*RECORDED DATA*
--- START ---

PR #610, opened 2021-08-14
New IDP sso/slo binding params which deprecate :embed_sign

### LINKED ISSUE #606: :embed_sign vs. IdP SingleSignOnService Binding (HTTP Method)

--- END ---

Type out the material again exactly as presented.

*SOLVED PROBLEM*
PR #610, opened 2021-08-14
New IDP sso/slo binding params which deprecate :embed_sign

### LINKED ISSUE #606: :embed_sign vs. IdP SingleSignOnService Binding (HTTP Method)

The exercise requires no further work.